● PROBLEM TO SOLVE
Restate all of the entries verbatim.

● ENTRIES SUPPLIED
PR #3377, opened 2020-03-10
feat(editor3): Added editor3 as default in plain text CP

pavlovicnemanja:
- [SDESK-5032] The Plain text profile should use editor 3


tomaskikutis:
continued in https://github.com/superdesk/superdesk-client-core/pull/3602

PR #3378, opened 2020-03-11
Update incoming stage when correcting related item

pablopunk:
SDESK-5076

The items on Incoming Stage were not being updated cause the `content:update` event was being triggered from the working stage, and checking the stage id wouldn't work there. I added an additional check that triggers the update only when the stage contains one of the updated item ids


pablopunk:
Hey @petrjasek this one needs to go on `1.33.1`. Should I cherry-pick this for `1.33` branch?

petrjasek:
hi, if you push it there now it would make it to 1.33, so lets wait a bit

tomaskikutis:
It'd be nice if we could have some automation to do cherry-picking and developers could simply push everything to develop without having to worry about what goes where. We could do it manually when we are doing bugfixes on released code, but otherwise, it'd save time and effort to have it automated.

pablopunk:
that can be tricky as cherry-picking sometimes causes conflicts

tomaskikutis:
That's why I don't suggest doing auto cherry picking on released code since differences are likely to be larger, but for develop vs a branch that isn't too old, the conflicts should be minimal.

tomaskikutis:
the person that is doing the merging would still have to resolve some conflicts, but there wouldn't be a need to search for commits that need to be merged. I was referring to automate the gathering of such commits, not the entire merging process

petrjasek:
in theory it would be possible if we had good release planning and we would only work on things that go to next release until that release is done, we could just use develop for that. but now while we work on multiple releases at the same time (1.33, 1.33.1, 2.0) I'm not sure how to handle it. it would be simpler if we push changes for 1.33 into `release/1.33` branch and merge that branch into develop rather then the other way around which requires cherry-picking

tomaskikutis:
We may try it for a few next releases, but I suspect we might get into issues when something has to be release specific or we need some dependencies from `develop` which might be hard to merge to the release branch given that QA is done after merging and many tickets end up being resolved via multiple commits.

● ANSWER TO THIS EXERCISE
PR #3377, opened 2020-03-10
feat(editor3): Added editor3 as default in plain text CP

pavlovicnemanja:
- [SDESK-5032] The Plain text profile should use editor 3


tomaskikutis:
continued in https://github.com/superdesk/superdesk-client-core/pull/3602

PR #3378, opened 2020-03-11
Update incoming stage when correcting related item

pablopunk:
SDESK-5076

The items on Incoming Stage were not being updated cause the `content:update` event was being triggered from the working stage, and checking the stage id wouldn't work there. I added an additional check that triggers the update only when the stage contains one of the updated item ids


pablopunk:
Hey @petrjasek this one needs to go on `1.33.1`. Should I cherry-pick this for `1.33` branch?

petrjasek:
hi, if you push it there now it would make it to 1.33, so lets wait a bit

tomaskikutis:
It'd be nice if we could have some automation to do cherry-picking and developers could simply push everything to develop without having to worry about what goes where. We could do it manually when we are doing bugfixes on released code, but otherwise, it'd save time and effort to have it automated.

pablopunk:
that can be tricky as cherry-picking sometimes causes conflicts

tomaskikutis:
That's why I don't suggest doing auto cherry picking on released code since differences are likely to be larger, but for develop vs a branch that isn't too old, the conflicts should be minimal.

tomaskikutis:
the person that is doing the merging would still have to resolve some conflicts, but there wouldn't be a need to search for commits that need to be merged. I was referring to automate the gathering of such commits, not the entire merging process

petrjasek:
in theory it would be possible if we had good release planning and we would only work on things that go to next release until that release is done, we could just use develop for that. but now while we work on multiple releases at the same time (1.33, 1.33.1, 2.0) I'm not sure how to handle it. it would be simpler if we push changes for 1.33 into `release/1.33` branch and merge that branch into develop rather then the other way around which requires cherry-picking

tomaskikutis:
We may try it for a few next releases, but I suspect we might get into issues when something has to be release specific or we need some dependencies from `develop` which might be hard to merge to the release branch given that QA is done after merging and many tickets end up being resolved via multiple commits.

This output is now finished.